(Given information Opens)

Issue #2579, opened 2025-11-05
Release 0.65.2


simonw:
Mainly this is to ship the open redirect fix from:
- #2429

But I also want to get things working with Python 3.14.

simonw:
I decided not to officially drop support for Python 3.9 because this has a security fix in and I want users stuck on that Python version to still be able to upgrade Datasette 0.x.

I tried and failed to get the CI tests passing on 3.9 so I ditched those, but my own manual testing on 3.9 locally appeared to work OK.

(Note that Python 3.9 is officially EOL as-of 31st October 2025: https://devguide.python.org/versions/)

simonw:
I'm going to fix the Cloud Run integration as part of this work too. If people have deployed Datasette to Cloud Run in the past they need to be able to update those deployments.

- #2511

simonw:
I'm taking the opportunity to clean up a few warnings, then I'm going to ship this.

simonw:
Claude Code session that fixed those warnings: https://gistpreview.github.io/?a75bd84e7864e178cfcfef8466c4c394

OK, release notes next: https://github.com/simonw/datasette/compare/0.65.1..0.65.x

simonw:
- Fixes an **open redirect** security issue: Datasette instances would redirect to `example.com/foo/bar` if you accessed the path `//example.com/foo/bar`. Thanks to [James Jefferies](https://github.com/jamesjefferies) for the fix. [#2429](https://github.com/simonw/datasette/issues/2429)
- Upgraded for compatibility with Python 3.14.
- Fixed `datasette publish cloudrun` to work with changes to the underlying Cloud Run architecture. [#2511](https://github.com/simonw/datasette/issues/2511)
- Minor upgrades to fix warnings, including `pkg_resources` deprecation.

Issue #2511, opened 2025-10-08
Error deploying to Cloud Run


simonw:
https://github.com/simonw/datasette/actions/runs/18358554568/job/52296691802

```
Error: google-github-actions/setup-gcloud failed with: failed to execute command `gcloud --quiet auth activate-service-account *** --key-file -`: ERROR: gcloud failed to load: module 'collections' has no attribute 'MutableMapping'
    gcloud_main = _import_gcloud_main()
    import googlecloudsdk.gcloud_main
    from googlecloudsdk.api_lib.iamcredentials import util as iamcred_util
    from googlecloudsdk.api_lib.util import exceptions
    from googlecloudsdk.core.resource import resource_printer
    from googlecloudsdk.core.resource import config_printer
    from googlecloudsdk.core.resource import resource_printer_base
    from googlecloudsdk.core.resource import resource_projector
    from google.protobuf import json_format as protobuf_encoding
    __import__('pkg_resources').declare_namespace(__name__)
    import packaging.requirements
    from pyparsing import stringStart, stringEnd, originalTextFor, ParseException
    collections.MutableMapping.register(ParseResults)

This usually indicates corruption in your gcloud installation or problems with your Python interpreter.

Please verify that the following is the path to a working Python 2.7 or 3.5+ executable:
    /opt/hostedtoolcache/Python/3.10.18/x64/bin/python3

If it is not, please set the CLOUDSDK_PYTHON environment variable to point to a working Python 2.7 or 3.5+ executable.

If you are still experiencing problems, please reinstall the Cloud SDK using the instructions here:
    https://cloud.google.com/sdk/
```

simonw:
New error: https://github.com/simonw/datasette/actions/runs/18359225947/job/52298936998

> `error parsing HTTP 412 response body: invalid character 'C' looking for beginning of value: "Container Registry is deprecated and shutting down, please use the auto migration tool to migrate to Artifact Registry (gcloud artifacts docker upgrade migrate --projects='datasette-222320'). For more details see: https://cloud.google.com/artifact-registry/docs/transition/auto-migrate-gcr-ar"`

https://cloud.google.com/artifact-registry/docs/transition/auto-migrate-gcr-ar

simonw:
Working on this in a PR now:
- https://github.com/simonw/datasette/pull/2581

simonw:
Landed that on `main`, next step is backport it to 0.65.x.

simonw:
[...]

PR #2581, opened 2025-11-05
Get publish cloudrun working with latest Cloud Run

simonw:
Refs:
- #2511 
- #2579 

----
📚 Documentation preview 📚: https://datasette--2581.org.readthedocs.build/en/2581/

### DIFF
--- a/datasette/publish/cloudrun.py
+++ b/datasette/publish/cloudrun.py
@@ -23,7 +23,9 @@ def publish_subcommand(publish):
         help="Application name to use when building",
     )
     @click.option(
-        "--service", default="", help="Cloud Run service to deploy (or over-write)",
+        "--service",
+        default="",
+        help="Cloud Run service to deploy (or over-write)",
     )
     @click.option("--spatialite", is_flag=True, help="Enable SpatialLite extension")
     @click.option(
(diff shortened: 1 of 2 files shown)


simonw:
I'll get this working against `main` and then backport it to the `0.65.x` branch.

simonw:
I hit an error in this bit:
https://github.com/simonw/datasette/blob/fcae0aae6ea2ed3bc34ca62150147738bcacb279/datasette/publish/cloudrun.py#L289-L304

Some of my services have `"status"` but do not have `"url"` within that block.

It looks like those are old services that failed at some point. I'm going to filter them out.

simonw:
I ran a manual test of this with no `--service` option and it correctly showed me a list and let me set a name.

simonw:
This failed:
```bash
datasette publish cloudrun fixtures.db --service test-nov-5-2025
```
Because I upgraded the Docker image to use Python 3.14 but it defaults to attempting to the current live 0.65.1 version which is not compatible with Python 3.14.

simonw:
Running it like this DID work:
```bash
uv run datasette publish cloudrun fixtures.db --service test-nov-5-2025 --branch 0.65.x
```
I'm going to NOT ship the upgraded Python base image as part of the 0.65.x release. I'll bump that in `main` later.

(Given information Closes)

> [Directions for this task] Where a line of the data above includes "then", copy that line.

> [The answer]
I'm taking the opportunity to clean up a few warnings, then I'm going to ship this.
I'll get this working against `main` and then backport it to the `0.65.x` branch.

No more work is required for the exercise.